PR #919, opened 2020-05-26
Fixes for Jenkinsfile (May 2020)

apavlo:
* Reenable ASAN correctly for the 'Test' stage.
* Added timeouts for the junit + oltpbench tests
* Reenable tests in the 'Test' stage

https://youtu.be/rtNlJ24QV5s

PR #925, opened 2020-05-28
Change CVE's underlying value to be a std::variant

mbutrovich:
Based on @pmenon's feedback.

**Major changes:**
- CVE now holds a `std::variant` to an execution engine value, rather than a `std::unique_ptr` This removes the need for a virtual destructor to clean up the value properly, which we don't want because we'd like to keep the value.h classes POD.
- Added a `Peek<>()` method to CVE to quickly extract C++ types.
- Lots of mindless signature refactors.
- Jenkinsfile from #919 that re-enables some missing checks.

This fixes an issue where we couldn't start the server when compiled with ASAN on due to a destructor mismatch on the held value.

### DIFF
--- a/src/parser/expression/constant_value_expression.cpp
+++ b/src/parser/expression/constant_value_expression.cpp
@@ -67,22 +67,28 @@ template ConstantValueExpression::ConstantValueExpression(const type::TypeId typ
 
 template <typename T>
 T ConstantValueExpression::Peek() const {
+  // NOLINTNEXTLINE: bugprone-suspicious-semicolon: seems like a false positive because of constexpr
   if constexpr (std::is_same_v<T, bool>) {
     return static_cast<T>(GetBoolVal().val_);
   }
+  // NOLINTNEXTLINE: bugprone-suspicious-semicolon: seems like a false positive because of constexpr
   if constexpr (std::is_same_v<T, int8_t> || std::is_same_v<T, int16_t> || std::is_same_v<T, int32_t> ||
                 std::is_same_v<T, int64_t>) {
     return GetInteger().val_;
   }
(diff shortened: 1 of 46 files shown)


src/parser/expression/constant_value_expression.cpp
```diff
@@ -12,24 +12,77 @@
...
+  }
+  // NOLINTNEXTLINE: bugprone-suspicious-semicolon: seems like a false positive because of constexpr
+  if constexpr (std::is_same_v<T, execution::sql::Timestamp>) {
+    return GetTimestampVal().val_;
+  }
+  // NOLINTNEXTLINE: bugprone-suspicious-semicolon: seems like a false positive because of constexpr
+  if constexpr (std::is_same_v<T, std::string_view>) {
+    return std::get<execution::sql::StringVal>(value_).StringView();
+  }
+  UNREACHABLE("Invalid type for GetAs.");
```
lmwnshn, line 85: for Peek?

src/parser/expression/constant_value_expression.cpp
```diff
@@ -42,60 +95,32 @@ ConstantValueExpression &ConstantValueExpression::operator=(const ConstantValueE
...
 }
 
+ConstantValueExpression::ConstantValueExpression(const ConstantValueExpression &other) : AbstractExpression(other) {
+  if (std::holds_alternative<execution::sql::StringVal>(other.value_)) {
+    auto string_val = execution::sql::ValueUtil::CreateStringVal(other.GetStringVal());
+
+    value_ = string_val.first;
+    buffer_ = std::move(string_val.second);
+  } else {
+    value_ = other.value_;
```
lmwnshn, line 119: buffer_ = nullptr here?

lmwnshn: I just realized this is the constructor.

PR #929, opened 2020-05-29
Change the default log serialization and persist intervals.

malin1993ml:
Making them 1ms for now.


src/include/settings/settings_defs.h
```diff
@@ -120,8 +120,8 @@ SETTING_int(
 // Log file persisting interval
 SETTING_int(
     log_persist_interval,
-    "Log file persisiting interval (ms) (default: 10)",
-    10,
+    "Log file persisiting interval (ms) (default: 1)",
```
lmwnshn, line 123: Typo.. ah, we can fix it in the future.

PR #930, opened 2020-05-30
[issue-822] save CTest output in Jenkins builds

### LINKED ISSUE #822: Retain CTest Output Files
After we run `make unittest` in our Jenkins pipeline, we need to save the output files so that we can go back and see why things are failing. Right now I think we are just blowing all the files away.

crd477:
Fix #822

Save CTest output as artifacts per #822


script/jenkins/benchmark-agent-setup.sh
```diff
@@ -50,8 +51,8 @@ chmod 1777 /mnt/ramdisk
 
 # setup nat
 route delete default
-route add default gw 10.92.0.4
-route add -net 128.2.0.0/16 gw 10.92.0.1
+route add default gw 10.111.0.4
```
apavlo, line 54: I'm assuming this is internal stuff that is needed?

test/CTestCustom.cmake
```diff
@@ -0,0 +1 @@
+set(CTEST_CUSTOM_MAXIMUM_PASSED_TEST_OUTPUT_SIZE 8192)
```
apavlo, line 1: What does this need to be in a separate file? Why not put this one line in `test/CMakeLists.txt`?

If we need to have this second file, then you should add a comment at the top of it that explains what it does and when would anyone ever need to modify it.

script/jenkins/benchmark-agent-setup.sh
crd477: Yes, it's actually unrelated to this PR but is an intended commit anyway.  I think I had it in place from a previous branch.

test/CTestCustom.cmake
crd477: My interpretation of the relevant [CMake documentation](https://cmake.org/cmake/help/v3.4/variable/CTEST_CUSTOM_MAXIMUM_PASSED_TEST_OUTPUT_SIZE.html) was that it needed to be there.
I'll test setting it in `test/CMakeLists.txt` and comment it in either case.

crd477: Confirmed that it cannot be set in `test/CMakeLists.txt`.  I'm glad you called attention to this though because I discovered that I missed two tests that generated more than 8kB of output.  I'll update accordingly in a few moments.

PR #933, opened 2020-06-01
Extended query fixes

### LINKED ISSUE #926: Junit tests failed with extended query mode
for the [pr-921](https://github.com/cmu-db/terrier/pull/921), after allowing command line option for query mode for the junit testing, following error log showed up if to `run python3 run_junit.py --query-mode extended` or `python3 run_junit.py`  with no query mode specified
```
BUILD FAILED
/repo/script/testing/junit/build.xml:40: Java returned: 1
Total time: 7 seconds
[2020-05-27 00:10:30.233] [network_logger] [info] Listening on port 15721
terrier: /repo/src/catalog/database_catalog.cpp:686: bool terrier::catalog::DatabaseCatalog::DeleteColumns(terrier::common::ManagedPointer<terrier::transaction::TransactionContext>, ClassOid) [with Column = terrier::catalog::Schema::Column; ClassOid = terrier::common::StrongTypeAlias<terrier::catalog::tags::table_oid_t_typedef_tag, unsigned int>]: Assertion `(!index_results.empty()) && ("Incorrect number of results from index scan. empty() implies that function was called with an oid " "that doesn't exist in the Catalog, but binding somehow succeeded. That doesn't make sense.")' failed.
Exception trying to run junit tests
```

mbutrovich:
Fix #926.

Fixes:
- Change to use query text hashing instead of pg_fingerprint for the key in the query cache. Different queries could have the same fingerprint with different values, which resulted in DML queries with different values (but not as params) being reused. That's not right.
- Doubles as parameters were being read incorrectly.

Note we can now pass all of the JUnit tests in extended query mode again. I do this via modifying TestUtility.java for now:
```
    public static Connection makeConnection(String host, int port, String username) throws SQLException {
        String url = String.format("jdbc:postgresql://%s:%d/", host, port);
        Properties props = new Properties();
        props.setProperty("user", username);
//         props.setProperty("preferQueryMode", "simple"); // force SimpleQuery protocol for now
//         props.setProperty("prepareThreshold", "0"); // suppress switchover to binary protocol
        Connection conn = DriverManager.getConnection(url, props);
        return conn;
    }

```
I also changed the WireTest JUnit test to insert more tuples to encourage binary format.

### DIFF
--- a/src/include/network/network_io_utils.h
+++ b/src/include/network/network_io_utils.h
@@ -142,7 +142,7 @@ class ReadBufferView {
    * to the caller to ensure that there are enough bytes available in the read
    * buffer at this point.
    * @tparam T type of value to read off. Has to be size 1, 2, 4, or 8.
-   * @return value of integer switched from network byte order
+   * @return value of numeric switched from network byte order
    */
   template <typename T>
   T ReadValue() {
@@ -164,7 +164,7 @@ class ReadBufferView {
         }
           // Will never be here due to compiler optimization
         default:
-          throw NETWORK_PROCESS_EXCEPTION("invalid size for floating point");
+          throw NETWORK_PROCESS_EXCEPTION("Invalid size for floating point.");
       }
     } else {  // NOLINT: false positive on indentation with clang-tidy, fixed in upstream check-clang-tidy
       const auto val = ReadRawValue<T>();
@@ -179,7 +179,7 @@ class ReadBufferView {
           return static_cast<T>(be64toh(static_cast<uint64_t>(val)));
           // Will never be here due to compiler optimization
         default:
-          throw NETWORK_PROCESS_EXCEPTION("invalid size for integer");
+          throw NETWORK_PROCESS_EXCEPTION("Invalid size for integer.");
       }
     }
   }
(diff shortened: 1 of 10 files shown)


src/include/network/network_io_utils.h
```diff
@@ -149,7 +149,7 @@ class ReadBufferView {
     // We only want to allow for certain type sizes to be used
     // After the static assert, the compiler should be smart enough to throw
     // away the other cases and only leave the relevant return statement.
-    static_assert(sizeof(T) == 1 || sizeof(T) == 2 || sizeof(T) == 4 || sizeof(T) == 8, "Invalid size for integer");
+    static_assert(sizeof(T) == 1 || sizeof(T) == 2 || sizeof(T) == 4 || sizeof(T) == 8, "Invalid size for numeric.");
```
thepinetree, line 152: Ah, sorry, I meant up in the documentation for the function with @return too, couldn't select that line

jazzplato:
One small question, for the junit side code below
```java
public static Connection makeConnection(String host, int port, String username) throws SQLException {
        String url = String.format("jdbc:postgresql://%s:%d/", host, port);
        Properties props = new Properties();
        props.setProperty("user", username);
//         props.setProperty("preferQueryMode", "simple"); // force SimpleQuery protocol for now
//         props.setProperty("prepareThreshold", "0"); // suppress switchover to binary protocol
        Connection conn = DriverManager.getConnection(url, props);
        return conn;
    }
```
does it mean the `prepareThreshold` is also optional (or should not be set to any value by default) like `preferQueryMode`?

mbutrovich:
`prepareThreshold` is optional and only applies under extended query mode.

jazzplato:
great, thx!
________________________________________
Extract the first line above and each line after it up to and including the one with "lmwnshn, line 85: for Peek?", please, exactly and with nothing else.

EXERCISE RESPONSE:
PR #919, opened 2020-05-26
Fixes for Jenkinsfile (May 2020)

apavlo:
* Reenable ASAN correctly for the 'Test' stage.
* Added timeouts for the junit + oltpbench tests
* Reenable tests in the 'Test' stage

https://youtu.be/rtNlJ24QV5s

PR #925, opened 2020-05-28
Change CVE's underlying value to be a std::variant

mbutrovich:
Based on @pmenon's feedback.

**Major changes:**
- CVE now holds a `std::variant` to an execution engine value, rather than a `std::unique_ptr` This removes the need for a virtual destructor to clean up the value properly, which we don't want because we'd like to keep the value.h classes POD.
- Added a `Peek<>()` method to CVE to quickly extract C++ types.
- Lots of mindless signature refactors.
- Jenkinsfile from #919 that re-enables some missing checks.

This fixes an issue where we couldn't start the server when compiled with ASAN on due to a destructor mismatch on the held value.

### DIFF
--- a/src/parser/expression/constant_value_expression.cpp
+++ b/src/parser/expression/constant_value_expression.cpp
@@ -67,22 +67,28 @@ template ConstantValueExpression::ConstantValueExpression(const type::TypeId typ
 
 template <typename T>
 T ConstantValueExpression::Peek() const {
+  // NOLINTNEXTLINE: bugprone-suspicious-semicolon: seems like a false positive because of constexpr
   if constexpr (std::is_same_v<T, bool>) {
     return static_cast<T>(GetBoolVal().val_);
   }
+  // NOLINTNEXTLINE: bugprone-suspicious-semicolon: seems like a false positive because of constexpr
   if constexpr (std::is_same_v<T, int8_t> || std::is_same_v<T, int16_t> || std::is_same_v<T, int32_t> ||
                 std::is_same_v<T, int64_t>) {
     return GetInteger().val_;
   }
(diff shortened: 1 of 46 files shown)


src/parser/expression/constant_value_expression.cpp
```diff
@@ -12,24 +12,77 @@
...
+  }
+  // NOLINTNEXTLINE: bugprone-suspicious-semicolon: seems like a false positive because of constexpr
+  if constexpr (std::is_same_v<T, execution::sql::Timestamp>) {
+    return GetTimestampVal().val_;
+  }
+  // NOLINTNEXTLINE: bugprone-suspicious-semicolon: seems like a false positive because of constexpr
+  if constexpr (std::is_same_v<T, std::string_view>) {
+    return std::get<execution::sql::StringVal>(value_).StringView();
+  }
+  UNREACHABLE("Invalid type for GetAs.");
```
lmwnshn, line 85: for Peek?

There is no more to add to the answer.